Sanctions “are not going to do much good,” Robert M. Gates, a former C.I.A. director and defense secretary, said recently in a public interview with David Ignatius of The Washington Post. “Russia is going to be a challenge for the United States, a national security challenge for the United States, and maybe, in some respects, the most dangerous one, as long as Putin is there.”
Its pathway to power is building new networks rather than disrupting old ones. Economists debate when the Chinese will have the world’s largest gross domestic product — perhaps toward the end of this decade — and whether they can meet their other two big national goals: building the world’s most powerful military and dominating the race for key technologies by 2049, the 100th anniversary of Mao’s revolution.
Their power arises not from their relatively small nuclear arsenal or their expanding stockpile of conventional weapons. Instead, it arises from their expanding economic might and how they use their government-subsidized technology to wire nations be it Latin America or the Middle East, Africa or Eastern Europe, with 5G wireless networks intended to tie them ever closer to Beijing.
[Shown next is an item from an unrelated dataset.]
PR #1785, opened 2026-07-11
feat(deeds): the Book of Deeds, a cosmetic achievements system

FernandoX7:
## Summary

This PR adds achievements to World of ClaudeCraft: **the Book of Deeds**. Players earn 192 deeds worth 2365 Renown across progression, combat, dungeons, delves, zone Chronicles, collection, PvP, social, exploration, feats, and a shelf of hidden delights. Rewards are strictly cosmetic: 19 unique titles, 3 character-sheet badge borders, and the flex. The design contract (vocabulary, architecture, binding rules, the add-a-deed recipe) lives in `docs/design/deeds.md`; open calls and deferrals for review are collected in `docs/achievements/maintainer-notes.md`.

It comes from the undersea cables they are spooling around the world so that those networks run on Chinese-owned circuits.
Ultimately, it will come from how they use those networks to make other nations dependent on Chinese technology. Once that happens, the Chinese could export some of their authoritarianism by, for example, selling other nations facial recognition software that has enabled them to clamp down on dissent at home.
Which is why Jake Sullivan, Mr. Biden’s national security adviser, who was with Secretary of State Antony J. Blinken for the meeting with their Chinese counterparts in Anchorage, warned in a series of writings in recent years that it could be a mistake to assume that China plans to prevail by directly taking on the United States military in the Pacific.